Why aren’t the doctrines of grace preached in a church that states they “affirm the Second London Baptist Confession Of Faith” and that Confession itself so strongly affirms the doctrines of grace? Actually, I never once heard the term “grace” used at BCA. As I come to examine the teachings of patriarchy, I am coming face to face with more and more legalism. Legalism doesn’t have room for grace. Legalism doesn’t have room for mercy. Mark begged Doug for mercy that particular Sunday when he asked him not to read the part of the disciplinary statement about my sins prior to my becoming a Christian. No gospel that Sunday. No grace. No mercy. Just the sound of the hammer falling. Judgment. Condemnation. Shame. Guilt. Legalism.

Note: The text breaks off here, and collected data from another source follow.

PR #380, opened 2017-10-19
Allow olap staging table truncation by manually starting a transaction.

wtritch:
This PR is more of an idea and talking point than a confirmed PR.

The issue with calling `TRUNCATE <tableName>;` in Redshift is that the session/connection is in auto-commit mode, which causes issues when the TRUNCATE command attempts to commit.
```
Migrate Job id 590] is complete with status [exitCode=FAILED;exitDescription=org.springframework.jdbc.UncategorizedSQLException: StatementCallback; 
uncategorized SQLException for SQL [truncate staging_administration_condition]; 
SQL state [HY000]; error code [10040]; 
[Amazon][JDBC](10040) Cannot use commit while Connection is in auto-commit mode.; 
nested exception is java.sql.SQLException: 
[Amazon][JDBC](10040) Cannot use commit while Connection is in auto-commit mode.
```
After googling around a bit, the best solution I found was to manually add a `BEGIN` transaction boundary before executing the TRUNCATE statement.  Thoughts?

### DIFF
--- a/migrate-olap/src/main/resources/application.warehouse.to.staging.sql.yml
+++ b/migrate-olap/src/main/resources/application.warehouse.to.staging.sql.yml
@@ -2,18 +2,21 @@ sql:
   warehouseToStage:
   # ------------ Truncate ------------------------------------------------------------------
     truncateStageList:
-      - delete from staging_administration_condition
-      - delete from staging_completeness
-      - delete from staging_ethnicity
-      - delete from staging_gender
-      - delete from staging_grade
-      - delete from staging_student
-      - delete from staging_student_ethnicity
-      - delete from staging_school
-      - delete from staging_district
-      - delete from staging_asmt
-      - delete from staging_exam
-      - delete from staging_exam_claim_score
+      # Turn off autocommit to allow TRUNCATE to process
+      - BEGIN
+      - truncate staging_administration_condition
+      - truncate staging_completeness
+      - truncate staging_ethnicity
+      - truncate staging_gender
+      - truncate staging_grade
+      - truncate staging_student
+      - truncate staging_student_ethnicity
+      - truncate staging_school
+      - truncate staging_district
+      - truncate staging_asmt
+      - truncate staging_exam
+      - truncate staging_exam_claim_score
+      - END
 
     entities:
         # ------------ administration_condition  -------------------------------------------------------------------


wtritch:
It looks like AWS once considered this a "bug" then decided it was a "feature."
https://forums.aws.amazon.com/message.jspa?messageID=805358

migrate-olap/src/main/resources/application.warehouse.to.staging.sql.yml
```diff
@@ -2,18 +2,21 @@ sql:
...
+      - truncate staging_gender
+      - truncate staging_grade
+      - truncate staging_student
+      - truncate staging_student_ethnicity
+      - truncate staging_school
+      - truncate staging_district
+      - truncate staging_asmt
+      - truncate staging_exam
+      - truncate staging_exam_claim_score
+      - END
```
malaffoon: Remind me why we want to use truncate vs. delete? Is it a performance thing? I know truncate is generally more efficient but do we know the impact?

agorina:
I have mixed feelings about it. What I am debating is whether we get benefits of using TRUNCATE vs DELETE. We do not have any indexes or things like that.. Do you have any thoughts?

migrate-olap/src/main/resources/application.warehouse.to.staging.sql.yml
agorina: Oh, just saw this. 
The main reason is "because reporting did" :)
And reporting did because it was easy and recommended over DELETE since it leaves no traces behind. 

But I am also questioning if it is needed here, considering the solution.
I am fine with using DELETE unless there are reasons against.

wtritch: In general, Redshift highly recommends truncate over unqualified deletes since no VACUUM or ANALYZE is required: http://docs.aws.amazon.com/redshift/latest/dg/r_TRUNCATE.html
However, how large is the performance gain?  I have no idea.  I'm going to try an export/import of 10k exam records and run delete vs truncate to see how large the difference is.

wtritch: It doesn't look like deleting is time-consuming enough for truncation to be worthwhile:
```
[2017-10-19 16:56:33] [01000] Load into table 'staging_exam' completed, 100000 record(s) loaded successfully.
[2017-10-19 16:56:33] completed in 2s 909ms
sql> delete from staging_exam
[2017-10-19 16:56:47] 100000 rows affected in 424ms
```
less than half a second to delete 100k exam records from the staging table.

wtritch:
Abandoning this review as "won't fix"

PR #382, opened 2017-10-20
DWR-1092 Refactor application.yml for storing sbac score ranges.

agorina:
SbacScoreConfiguration is defined in the `ingest-common` but is used by both `ingest-exam-processor` and `ingest-package-processor`. This refactoring moves the yml settings into one file in the `ingest-common` project.

### DIFF
--- a/exam-processor/src/main/resources/application.yml
+++ b/exam-processor/src/main/resources/application.yml
@@ -45,19 +45,11 @@ spring:
     serialization:
       WRITE_DATES_AS_TIMESTAMPS: false
 
+  profiles:
+    include: ingest-common
+
 jdbc:
   retry:
     default:
       max-attempts: 4
       delay: 30
-
-sbac:
-  scaleScore:
-    min: 1500
-    max: 3500
-  thetaScore:
-    min: -5
-    max: 5
-  itemScore:
-    min: -1
-    max: 20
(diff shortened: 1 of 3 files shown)


exam-processor/src/main/resources/application.yml
```diff
@@ -45,19 +45,11 @@ spring:
     serialization:
       WRITE_DATES_AS_TIMESTAMPS: false
 
+  profiles:
+    include: ingest-common
+
```
agorina: Does this look right? (seems to work)

malaffoon: I've never done this but, if it seems to work.

How does this interact with `spring.profiles.active` which we use in docker and kubernetes?

malaffoon: Could you eliminate the application-ingest-common.yml file and just use default values in the @Value annotations instead? If an app needed to override the values, they could (in the external yml file) but there would be no need to have the configuration properties in *any* yml file be default. Seems less messy.

agorina: To answer the first question: according to Spring docs "The spring.profiles.include property can be used to unconditionally add active profiles":https://docs.spring.io/spring-boot/docs/current/reference/html/boot-features-profiles.html

And in IT tests we do use active profile and it includes `ingest-common` too.

As for @value, still trying to see how to do it since I have nested configurations.

malaffoon: I'm fine with this approach then.

PR #391, opened 2017-10-26
add exception message to import exception

malaffoon:
If you look at the jira (https://jira.fairwaytech.com/browse/DWR-1091) this came up when i was diagnosing a problem in production. It would've been a lot nicer to have the SQL exception text in the ImportException message.

Also some unrelated cleanup.

### DIFF
--- a/group-processor/src/main/java/org/opentestsystem/rdw/ingest/group/service/GroupProcessor.java
+++ b/group-processor/src/main/java/org/opentestsystem/rdw/ingest/group/service/GroupProcessor.java
@@ -9,7 +9,9 @@ import org.opentestsystem.rdw.ingest.common.model.GroupMessage;
 public interface GroupProcessor {
 
     /**
-     * @param groupUploadMessage the upload to process
+     * Processes an upload message
+     *
+     * @param message a message sent after successful upload from RDW_Admin for a groups CSV
      */
-    void process(final GroupMessage groupUploadMessage);
+    void process(final GroupMessage message);
 }
--- a/group-processor/src/main/java/org/opentestsystem/rdw/ingest/group/service/impl/DefaultGroupProcessor.java
+++ b/group-processor/src/main/java/org/opentestsystem/rdw/ingest/group/service/impl/DefaultGroupProcessor.java
@@ -37,15 +37,8 @@ public class DefaultGroupProcessor implements GroupProcessor {
         this.groupImportService = groupImportService;
     }
 
-    /**
-     * Processes an upload message
-     *
-     * @param message A message sent after successful upload from RDW_Admin for a groups CSV
-     */
     @Override
     public void process(final GroupMessage message) {
-
-        // todo: Need to design message that RDW_Admin will publish to queue
         final String jsonMessage = message.toJson();
         logger.debug("Received upload message: " + (jsonMessage.length() > 80 ? jsonMessage.substring(0, 80) + "..." : jsonMessage));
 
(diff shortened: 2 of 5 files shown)


group-processor/src/main/java/org/opentestsystem/rdw/ingest/group/service/GroupProcessor.java
```diff
@@ -9,7 +9,9 @@
 public interface GroupProcessor {
 
     /**
-     * @param groupUploadMessage the upload to process
+     * Processes an upload message
+     *
+     * @param message a message sent after successful upload from RDW_Admin for a groups CSV
```
malaffoon: IMO, the interface should have the useful javadocs while the implementation doesn't (unless the implementation introduces side effects or other unexpected issues).

group-processor/src/main/java/org/opentestsystem/rdw/ingest/group/service/impl/DefaultGroupProcessor.java
```diff
@@ -58,7 +51,7 @@ public void process(final GroupMessage message) {
             groupImportService.processBatch(batchId);
         } catch (final Exception e) {
             logger.error("Problem processing batch: {}", batchId, e);
-            throw new ImportException(ImportStatus.INVALID, "Problem processing Batch: " + batchId);
+            throw new ImportException(ImportStatus.INVALID, "Problem processing batch " + batchId + ": " + e.getMessage());
```
malaffoon: This is the fix.

group-processor/src/test/java/org/opentestsystem/rdw/ingest/group/service/impl/DefaultGroupProcessorTest.java
```diff
@@ -60,22 +63,37 @@ public void itShouldCallServiceMethodsInOrder() {
...
+    }
+
+    @Test
+    public void itShouldThrowNullMessageOnProcessingError() {
+        doThrow(new RuntimeException()).when(loadService).loadBatch(anyString(), anyLong());
+        try {
+            processor.process(message);
+            fail("it should have thrown an ImportException");
+        } catch (final ImportException e) {
+            assertThat(e.getMessage()).contains("123").contains("null");
```
malaffoon: Yes, the message will be something like `Problem processing batch 123: null` if the cause exception has no message.

group-processor/src/main/java/org/opentestsystem/rdw/ingest/group/service/impl/DefaultGroupProcessor.java
```diff
@@ -37,15 +37,8 @@ public DefaultGroupProcessor(final ProcessingStandardizationService standardizat
...
 
-    /**
-     * Processes an upload message
-     *
-     * @param message A message sent after successful upload from RDW_Admin for a groups CSV
-     */
     @Override
     public void process(final GroupMessage message) {
-
-        // todo: Need to design message that RDW_Admin will publish to queue
```
malaffoon: @wtritch i'm assuming this TODO is TODONE?

group-processor/src/main/java/org/opentestsystem/rdw/ingest/group/service/impl/DefaultGroupProcessor.java
wtritch: Interesting... the logger.error logging statement on line 53 didn't include the message?

group-processor/src/main/java/org/opentestsystem/rdw/ingest/group/service/impl/DefaultGroupProcessor.java
wtritch: TODONE

group-processor/src/main/java/org/opentestsystem/rdw/ingest/group/service/impl/DefaultGroupProcessor.java
malaffoon: The log file had the message. But that is an additional step to get that information. In this case, there was clearly a typo in the CSV but it took 10 minutes to get there instead of being obvious from the import record.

Legalistic churches are all about image. It’s all about maintaining appearances. The Epsteins posed some major problems for BCA. We didn’t fit the image. We not only arrived with marital problems, we were just foolish enough to believe that church is the ideal place to confront marital problems by receiving competent, biblical counsel. No doubt there are other BCA couples that have marital problems, too. However, even with their marital problems they still fit the image, and in a legalistic church that’s really all that matters. They maintain the image by keeping their problems to themselves. We weren’t smart enough to know how to do that, and we weren’t good at pretending. Mark and I are still useless when it comes to pretending. (Natasha is no better)

Our marriage posed a huge threat to the image that Doug was trying to maintain. I’m quite confident that the thought crossed Doug’s mind more than once that we might be headed for a divorce. Such a thought would terrify a man like Doug Phillips. A divorce in his church would have been devastating to his image, especially when he held the “Uniting Church and Home” conferences. Doug decided that he needed to get rid of us. The expediency with which Doug dumped us, and the unbiblical and unjust way he went about it, only confirms that the only thing he was interested in was maintaining his image of the perfect church — a church where every marriage is perfect — or at least a church where there is the appearance that every marriage is perfect. Doug couldn’t risk the potentiality of a divorce happening on his watch. The Epsteins were expendable, and so we were expended.

I’m now baffled, though, over how a church can excommunicate a couple shortly after they just said that couple wasn’t even saved.

I pray that as God continues to lead me on His path of grace that He would also show His grace to all those at BCA. May God deliver them as He’s now delivering me. God wants us all to be free from the bondage of legalism and condemnation.